Work item -
Look through the records below for the line with "PR #1197, opened 2018-03-17". Return that line and each one after it up to and including the line with "internally (via Jekyll).", exactly.

(Stored data entries)
▼▼▼

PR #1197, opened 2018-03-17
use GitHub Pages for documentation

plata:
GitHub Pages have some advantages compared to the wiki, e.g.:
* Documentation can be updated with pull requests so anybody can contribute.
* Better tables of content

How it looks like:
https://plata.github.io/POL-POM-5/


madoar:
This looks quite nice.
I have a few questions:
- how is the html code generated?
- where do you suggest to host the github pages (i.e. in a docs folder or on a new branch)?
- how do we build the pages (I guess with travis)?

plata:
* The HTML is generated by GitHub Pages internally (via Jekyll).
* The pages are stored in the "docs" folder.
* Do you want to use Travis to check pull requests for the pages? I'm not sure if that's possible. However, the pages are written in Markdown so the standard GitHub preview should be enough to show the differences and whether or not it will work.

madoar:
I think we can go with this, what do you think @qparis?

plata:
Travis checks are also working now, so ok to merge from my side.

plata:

▲▲▲
▼▼▼

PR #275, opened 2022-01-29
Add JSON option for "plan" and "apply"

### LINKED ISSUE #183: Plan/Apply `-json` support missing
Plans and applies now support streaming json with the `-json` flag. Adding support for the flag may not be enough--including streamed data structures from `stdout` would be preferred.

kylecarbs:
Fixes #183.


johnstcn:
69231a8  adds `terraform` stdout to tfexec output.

▲▲▲

Solution below -
PR #1197, opened 2018-03-17
use GitHub Pages for documentation

plata:
GitHub Pages have some advantages compared to the wiki, e.g.:
* Documentation can be updated with pull requests so anybody can contribute.
* Better tables of content

How it looks like:
https://plata.github.io/POL-POM-5/


madoar:
This looks quite nice.
I have a few questions:
- how is the html code generated?
- where do you suggest to host the github pages (i.e. in a docs folder or on a new branch)?
- how do we build the pages (I guess with travis)?

plata:
* The HTML is generated by GitHub Pages internally (via Jekyll).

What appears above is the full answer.